**INPUT DATA**
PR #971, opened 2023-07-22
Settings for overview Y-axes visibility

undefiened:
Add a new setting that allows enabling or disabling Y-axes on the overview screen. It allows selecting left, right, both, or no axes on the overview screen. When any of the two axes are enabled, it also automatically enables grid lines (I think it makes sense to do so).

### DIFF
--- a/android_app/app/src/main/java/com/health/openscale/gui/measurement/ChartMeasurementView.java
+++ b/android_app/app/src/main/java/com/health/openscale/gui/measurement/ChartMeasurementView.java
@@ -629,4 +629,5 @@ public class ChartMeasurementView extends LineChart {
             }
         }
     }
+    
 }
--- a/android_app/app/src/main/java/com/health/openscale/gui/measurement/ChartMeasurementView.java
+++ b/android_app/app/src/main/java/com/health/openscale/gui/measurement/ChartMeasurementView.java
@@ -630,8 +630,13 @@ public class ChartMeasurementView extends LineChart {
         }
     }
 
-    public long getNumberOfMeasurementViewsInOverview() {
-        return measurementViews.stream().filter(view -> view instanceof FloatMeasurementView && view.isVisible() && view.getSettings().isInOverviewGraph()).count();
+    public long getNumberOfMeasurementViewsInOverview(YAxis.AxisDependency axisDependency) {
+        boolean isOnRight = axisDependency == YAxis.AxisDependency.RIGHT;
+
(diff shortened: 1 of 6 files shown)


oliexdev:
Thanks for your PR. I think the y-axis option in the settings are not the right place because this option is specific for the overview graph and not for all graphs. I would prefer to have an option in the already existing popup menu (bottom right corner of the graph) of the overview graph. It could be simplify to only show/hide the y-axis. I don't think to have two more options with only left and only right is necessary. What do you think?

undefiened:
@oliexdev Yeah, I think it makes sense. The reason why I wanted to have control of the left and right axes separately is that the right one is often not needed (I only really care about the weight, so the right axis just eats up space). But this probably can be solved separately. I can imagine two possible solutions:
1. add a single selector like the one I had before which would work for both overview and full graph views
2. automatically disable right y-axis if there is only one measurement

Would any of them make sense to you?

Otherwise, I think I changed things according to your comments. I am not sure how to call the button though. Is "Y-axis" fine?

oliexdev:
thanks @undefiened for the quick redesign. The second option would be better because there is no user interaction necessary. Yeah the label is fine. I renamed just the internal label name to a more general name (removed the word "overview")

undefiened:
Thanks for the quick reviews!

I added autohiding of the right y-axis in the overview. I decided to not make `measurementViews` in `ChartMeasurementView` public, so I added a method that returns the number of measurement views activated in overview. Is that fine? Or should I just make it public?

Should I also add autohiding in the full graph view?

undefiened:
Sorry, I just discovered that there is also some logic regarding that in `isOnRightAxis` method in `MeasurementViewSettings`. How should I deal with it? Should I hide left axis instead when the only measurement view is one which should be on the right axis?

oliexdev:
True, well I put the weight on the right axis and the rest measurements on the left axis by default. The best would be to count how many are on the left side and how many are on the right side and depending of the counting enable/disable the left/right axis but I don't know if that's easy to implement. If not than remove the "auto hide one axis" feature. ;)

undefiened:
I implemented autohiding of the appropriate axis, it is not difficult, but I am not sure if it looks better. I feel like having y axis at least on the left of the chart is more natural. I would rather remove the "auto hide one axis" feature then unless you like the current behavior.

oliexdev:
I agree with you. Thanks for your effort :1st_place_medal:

==

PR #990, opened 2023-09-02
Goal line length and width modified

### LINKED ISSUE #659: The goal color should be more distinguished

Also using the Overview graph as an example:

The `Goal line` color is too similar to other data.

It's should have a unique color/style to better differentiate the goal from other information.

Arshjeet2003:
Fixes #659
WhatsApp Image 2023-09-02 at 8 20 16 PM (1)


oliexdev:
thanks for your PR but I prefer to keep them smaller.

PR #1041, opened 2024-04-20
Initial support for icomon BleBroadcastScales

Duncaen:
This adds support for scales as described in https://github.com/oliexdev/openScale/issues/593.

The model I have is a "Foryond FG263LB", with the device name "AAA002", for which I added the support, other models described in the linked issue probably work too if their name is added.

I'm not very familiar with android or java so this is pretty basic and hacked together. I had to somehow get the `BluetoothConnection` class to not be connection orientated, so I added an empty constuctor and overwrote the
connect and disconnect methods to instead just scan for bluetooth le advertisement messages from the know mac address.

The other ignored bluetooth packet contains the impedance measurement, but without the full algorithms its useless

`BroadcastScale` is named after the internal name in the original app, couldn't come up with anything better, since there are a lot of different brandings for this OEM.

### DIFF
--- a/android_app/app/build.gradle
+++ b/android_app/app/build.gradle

--

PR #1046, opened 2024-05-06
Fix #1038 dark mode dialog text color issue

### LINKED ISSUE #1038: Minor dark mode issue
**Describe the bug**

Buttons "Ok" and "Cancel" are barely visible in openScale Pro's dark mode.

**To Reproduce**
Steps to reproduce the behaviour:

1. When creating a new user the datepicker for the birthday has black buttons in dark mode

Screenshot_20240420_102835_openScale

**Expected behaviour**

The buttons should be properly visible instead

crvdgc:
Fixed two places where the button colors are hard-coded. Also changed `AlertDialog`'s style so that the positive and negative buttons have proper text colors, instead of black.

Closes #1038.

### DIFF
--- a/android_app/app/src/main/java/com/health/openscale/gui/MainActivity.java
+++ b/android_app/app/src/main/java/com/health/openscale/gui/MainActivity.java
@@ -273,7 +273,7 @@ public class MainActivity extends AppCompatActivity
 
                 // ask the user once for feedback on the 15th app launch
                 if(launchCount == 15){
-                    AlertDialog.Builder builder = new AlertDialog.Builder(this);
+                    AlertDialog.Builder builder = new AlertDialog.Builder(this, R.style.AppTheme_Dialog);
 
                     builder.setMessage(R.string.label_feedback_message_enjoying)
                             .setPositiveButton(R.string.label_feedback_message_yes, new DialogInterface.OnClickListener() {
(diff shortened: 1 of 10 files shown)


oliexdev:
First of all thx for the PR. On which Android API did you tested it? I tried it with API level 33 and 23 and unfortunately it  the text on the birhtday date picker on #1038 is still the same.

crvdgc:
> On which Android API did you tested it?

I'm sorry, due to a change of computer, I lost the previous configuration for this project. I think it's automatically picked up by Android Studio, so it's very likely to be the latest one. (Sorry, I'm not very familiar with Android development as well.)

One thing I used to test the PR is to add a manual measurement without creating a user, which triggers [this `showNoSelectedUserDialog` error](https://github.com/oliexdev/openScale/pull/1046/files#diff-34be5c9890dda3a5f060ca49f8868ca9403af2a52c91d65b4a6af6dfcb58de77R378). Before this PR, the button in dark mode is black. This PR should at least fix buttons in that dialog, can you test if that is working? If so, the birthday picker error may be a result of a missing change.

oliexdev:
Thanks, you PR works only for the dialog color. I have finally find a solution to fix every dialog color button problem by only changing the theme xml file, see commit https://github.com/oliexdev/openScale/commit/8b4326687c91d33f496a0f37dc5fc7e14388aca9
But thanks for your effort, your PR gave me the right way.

**TASK DETAILS**
Where a line of the records has the string "AlertDialog", copy that line.

**TASK ANSWER**
Fixed two places where the button colors are hard-coded. Also changed `AlertDialog`'s style so that the positive and negative buttons have proper text colors, instead of black.
-                    AlertDialog.Builder builder = new AlertDialog.Builder(this);
+                    AlertDialog.Builder builder = new AlertDialog.Builder(this, R.style.AppTheme_Dialog);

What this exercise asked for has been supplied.